Environment:Alibaba ROLL DeepSpeed Training Environment
| Knowledge Sources | |
|---|---|
| Domains | Infrastructure, Distributed_Training |
| Last Updated | 2026-02-07 19:00 GMT |
Overview
Microsoft DeepSpeed training backend environment with ZeRO optimization (stages 0-3), CPU offloading, and gradient checkpointing for memory-efficient distributed LLM training.
Description
This environment provides the DeepSpeed distributed training backend for ROLL. DeepSpeed's ZeRO (Zero Redundancy Optimizer) partitions optimizer states (stage 1), gradients (stage 2), and parameters (stage 3) across data parallel ranks to reduce per-GPU memory. The framework includes custom patches for offload state management that allow GPU-to-CPU state migration during non-training phases. The offload implementation currently supports optimizer parameters only (not gradients), and requires careful cleanup of extra references to avoid memory leaks.
Usage
Use this environment when training with the deepspeed strategy backend. DeepSpeed is the most broadly compatible training backend, supporting NVIDIA CUDA, AMD ROCm, and Huawei Ascend NPU. Choose the ZeRO stage based on model size and available GPU memory.
System Requirements
| Category | Requirement | Notes |
|---|---|---|
| Hardware | NVIDIA, AMD, or Ascend GPU | Cross-platform support |
| VRAM | Depends on ZeRO stage | ZeRO-3 + CPU offload uses least VRAM |
Dependencies
Python Packages
- `deepspeed` == 0.16.4
- `torch` >= 2.6.0
- All common dependencies from `requirements_common.txt`
Credentials
No additional credentials required beyond the base CUDA/ROCm/NPU environment.
Quick Install
pip install deepspeed==0.16.4
Code Evidence
Optimizer state offloading from `roll/distributed/strategy/deepspeed_strategy.py:456`:
# TODO: The offload option may be integrated into the pipeline config in the future.

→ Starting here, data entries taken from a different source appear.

PR #1361, opened 2025-12-11
[cuda_pathfinder] Adding pixi support

rparolin:
This PR adds pixi build system support to cuda_pathfinder, enabling it to be built and tested using pixi alongside cuda_bindings and cuda_core. The changes introduce a new pixi.toml configuration file with support for multiple environments and platforms and the pixi.lock file for reproducible builds/tests.

### DIFF
--- a/cuda_pathfinder/pixi.toml
+++ b/cuda_pathfinder/pixi.toml
@@ -1,0 +1,48 @@
+# SPDX-FileCopyrightText: Copyright (c) 2025 NVIDIA CORPORATION & AFFILIATES. All rights reserved.
+#
+# SPDX-License-Identifier: Apache-2.0
+
+[workspace]
+channels = ["conda-forge"]
+platforms = ["linux-64", "linux-aarch64", "win-64"]
+preview = ["pixi-build"]
+
+[workspace.build-variants]
+python = ["3.10.*", "3.11.*", "3.12.*", "3.13.*", "3.14.*"]
+
+[dependencies]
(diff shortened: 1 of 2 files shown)


rparolin:
@greptileai please review

cuda_pathfinder/pixi.toml
```diff
@@ -0,0 +1,48 @@
...
+#
+# SPDX-License-Identifier: Apache-2.0
+
+[workspace]
+channels = ["conda-forge"]
+platforms = ["linux-64", "linux-aarch64", "win-64"]
+preview = ["pixi-build"]
+
+[workspace.build-variants]
+python = ["3.10.*", "3.11.*", "3.12.*", "3.13.*", "3.14.*"]
```
kkraus14, line 11: cuda pathfinder is pure python where I think there's a way to do a `noarch` package to avoid unnecessary build variants by python version?

cuda_pathfinder/pixi.toml
```diff
@@ -0,0 +1,48 @@
...
+
+[feature.cu13.system-requirements]
+cuda = "13"
+
+[feature.cu13.dependencies]
+cuda-version = ">=13.1,<14"
+
+[environments]
+default = { features = ["test"], solve-group = "default" }
+cu13 = { features = ["cu13", "test"], solve-group = "cu13" }
```
kkraus14, line 27: We need to support `cu12` for pathfinder as well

is_offload_optimizer_states_in_train_step = data.meta_info.get(
"is_offload_optimizer_states_in_train_step", True
)
Offload limitation note from `roll/third_party/deepspeed/offload_states_patch.py:183`:
# NOTE: Only supports offloading optimizer parameters (not gradients)
KV cache control from `roll/distributed/strategy/deepspeed_strategy.py:184,228`:
# Training: set use_cache=False to save memory
use_cache=False,
# Inference: set use_cache=True for faster generation
use_cache=True,
Common Errors
| Error Message | Cause | Solution |
|---|---|---|
| `CUDA out of memory` during training | ZeRO stage too low for model size | Upgrade ZeRO stage (2 -> 3) or enable CPU offloading |
| Slow training with ZeRO-3 | Parameter gathering overhead | Use ZeRO-2 if model fits, or enable offload only for optimizer |
Compatibility Notes
- Cross-platform: Works on NVIDIA CUDA, AMD ROCm, and Huawei Ascend NPU.

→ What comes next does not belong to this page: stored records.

PR #1518, opened 2026-01-21
Adopt PEP 563 annotations and modern union syntax

Andy-Jost:
## Summary
- Use `from __future__ import annotations` consistently across cuda.core
- Replace `Union[X, Y]` with `X | Y` and `Optional[X]` with `X | None` in type annotations
- Remove redundant `TYPE_CHECKING` blocks where the imports are no longer needed
- Retain `TYPE_CHECKING` blocks only where needed for forward references (circular imports)

## Changes
- 15 files updated with modern type annotation syntax
- Net reduction of ~20 lines

## Test Coverage
- All existing tests pass
- No new tests needed (type annotation changes only)

### DIFF
--- a/cuda_core/cuda/core/_device.pyx
+++ b/cuda_core/cuda/core/_device.pyx
@@ -2,6 +2,8 @@
 #
 # SPDX-License-Identifier: Apache-2.0
 
+from __future__ import annotations
+
 cimport cpython
 from libc.stdint cimport uintptr_t
 
@@ -9,7 +11,6 @@ from cuda.bindings cimport cydriver
 from cuda.core._utils.cuda_utils cimport HANDLE_RETURN
 
 import threading
-from typing import TYPE_CHECKING
 
 from cuda.core._context cimport Context
 from cuda.core._context import ContextOptions
@@ -33,9 +34,6 @@ from cuda.core._utils.cuda_utils import (
     runtime,
 )
 from cuda.core._stream cimport default_stream
-
-if TYPE_CHECKING:
-    from cuda.core._memory import Buffer, MemoryResource
 
 # TODO: I prefer to type these as "cdef object" and avoid accessing them from within Python,
 # but it seems it is very convenient to expose them for testing purposes...
--- a/cuda_core/cuda/core/_event.pyx
+++ b/cuda_core/cuda/core/_event.pyx
@@ -26,14 +26,11 @@ from cuda.core._utils.cuda_utils cimport (
 import cython
 from dataclasses import dataclass
 import multiprocessing
-from typing import TYPE_CHECKING, Optional
 
 from cuda.core._utils.cuda_utils import (
     CUDAError,
     check_multiprocessing_start_method,
 )
-if TYPE_CHECKING:
-    import cuda.bindings
 
 
 @dataclass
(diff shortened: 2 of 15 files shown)


rwgk:
I believe these are still needed:

[add_back_needed_TYPE_CHECKING_imports.txt](https://github.com/user-attachments/files/24780503/add_back_needed_TYPE_CHECKING_imports.txt)

That diff was generated by Cursor. I did not test.

Some of the added `import`s exist as `cimport`s. Cursor told me (I asked about `Context` specifically, to pick out one):

* `cimport Context` only tells Cython about the extension type; it’s not visible to Python type checkers or doc tools.
* With from `__future__ import annotations`, runtime doesn’t need the import, so removing it is fine for correctness/builds.
* If you want mypy/pyright/Sphinx to resolve `Context` in annotations, keep the `if TYPE_CHECKING: import`.

Does that reasoning hold water?

Andy-Jost:
@rwgk Thanks — I ran into several of these as well. This change introduces new dangling type references: annotations that don’t affect building, linting, or runtime correctness, but that cannot be resolved.

For example, this would fail when calling `get_type_hints`:

```
import typing
typing.get_type_hints(buffer.close)  # -> Exception: cannot resolve Stream
```

I started addressing these issues but quickly realized it led down a rabbit hole. There appear to be many similar problems beyond just this change.

If we need to support dynamic retrieval of type hints—for example, for documentation purposes—then we’ll likely need a more coordinated effort. In that case, we should probably add tests that apply `get_type_hints` across the codebase.

For this particular change, I chose to prioritize removing `TYPE_CHECKING` blocks even if it leaves dangling type references. Fixing those seems outside the scope of this update.

rwgk:
> For this particular change, I chose to prioritize removing `TYPE_CHECKING` blocks even if it leaves dangling type references. Fixing those seems outside the scope of this update.

Sounds good to me, but I'd definitely check in the sphinx-generated docs before/after this PR, to be sure the removals don't introduce a regression there. Did you do this already?

Andy-Jost:
Good point. Here are two links to the Buffer documentation: [before](https://nvidia.github.io/cuda-python/cuda-core/latest/generated/cuda.core.Buffer.html#cuda.core.Buffer) [after](https://nvidia.github.io/cuda-python/pr-preview/pr-1518/cuda-core/latest/generated/cuda.core.Buffer.html#cuda.core.Buffer)

This change made `DevicePointerT` a dangling type annotation in the `buffer` module. Looking at `Buffer.from_handle` as an example, there is no link in either case, so this change did not make it worse.

Taking one from your list, here is `Context` in the `device` module: [before](https://nvidia.github.io/cuda-python/cuda-core/latest/generated/cuda.core.Device.html) [after](https://nvidia.github.io/cuda-python/pr-preview/pr-1518/cuda-core/latest/generated/cuda.core.Device.html). Looking at `Device.set_current` the type annotation for `Context` is the same in both cases (no link).

The links are overall in a sorry state. For example:
- In `Buffer.copy_to`, no links for `Steam` and `GraphBuilder`
- In `Buffer.fill`, links for `Steam` and `GraphBuilder`

We have a lot to improve in the documentation, but I don't see any place this change make things worse.

rwgk (approved):
> We have a lot to improve in the documentation, but I don't see any place this change make things worse.

Confirmed for the cases you picked out. I see the `Buffer.copy_to` and `Buffer.fill` cases are identically weird before/after.

I'd lean towards not taking out the code that's there already, but without a pre-commit check in place, this does indeed not have a lot of value.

- ZeRO Stages: Pre-configured YAML files: `deepspeed_zero.yaml`, `deepspeed_zero2.yaml`, `deepspeed_zero3.yaml`, `deepspeed_zero3_cpuoffload.yaml`.
- LoRA: Compatible with LoRA fine-tuning; check compatibility settings.
- Offload: Optimizer state offloading enabled by default in train_step.
- Diffusion: Used as the primary backend for Reward Flow Diffusion pipeline.